Aufhebung eines rechtswidrigenVerwaltungsaktes.

Es wird zwischen folgenden Formen der Rücknahme unterschieden:

Maßgeblicher Zeitpunkt für die Beurteilung der Rechtswidrigkeit eines Verwaltungsakts ist die Sach- und Rechtslage bei seinem Erlass.

Die Rücknahme selbst ist ebenfalls ein Verwaltungsakt.

Die Rücknahmeregelung in § 48 VwVfG ist gegenüber Rücknahmeregelungen spezieller Gesetze subsidiär.
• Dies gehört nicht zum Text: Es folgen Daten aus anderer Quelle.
PR #11079, opened 2021-12-08
dnsdist: Check the size of the query when re-sending a DoH query

rgacogne:
### Short description

When the UDP response to a DoH query was truncated, we re-send the query via TCP, passing it to a TCP worker. We need to edit the ID to its original value before that, and while there is no reason that the query is smaller than a dnsheader, we need to check its size, not the size of the response.

### Checklist

I have:
- [x] compiled this code
- [x] tested this code
- [ ] documented the code

### DIFF
--- a/pdns/dnsdistdist/doh.cc
+++ b/pdns/dnsdistdist/doh.cc
@@ -1320,7 +1320,10 @@ static void on_dnsdist(h2o_socket_t *listener, const char *err)
       continue;
     }
 
-    if (!du->tcp && du->truncated && du->query.size() > sizeof(dnsheader)) {
+    if (!du->tcp &&
+        du->truncated &&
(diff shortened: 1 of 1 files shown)


pdns/dnsdistdist/doh.cc
```diff
@@ -1320,7 +1320,7 @@ static void on_dnsdist(h2o_socket_t *listener, const char *err)
       continue;
     }
 
-    if (!du->tcp && du->truncated && du->response.size() > sizeof(dnsheader)) {
+    if (!du->tcp && du->truncated && du->query.size() > sizeof(dnsheader)) {
```
Habbie, line 1323: Should this also take into account `du->proxyProtocolPayloadSize`?

rgacogne: It should!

2. Die Rücknahme eines rechtswidrigen belastenden Verwaltungsakts

Ein rechtswidriger belastender Verwaltungsakt kann mit Wirkung für die Vergangenheit und für die Zukunft zurückgenommen werden. Die Rücknahme steht im Ermessen der Verwaltung.

Bei der Rücknahme eines rechtswidrigen nicht begünstigenden Verwaltungsaktes über eine Sozialleistung wird diese gemäß § 44 SGB X längstens für einen Zeitraum von bis zu vier Jahren vor der Rücknahme erstattet.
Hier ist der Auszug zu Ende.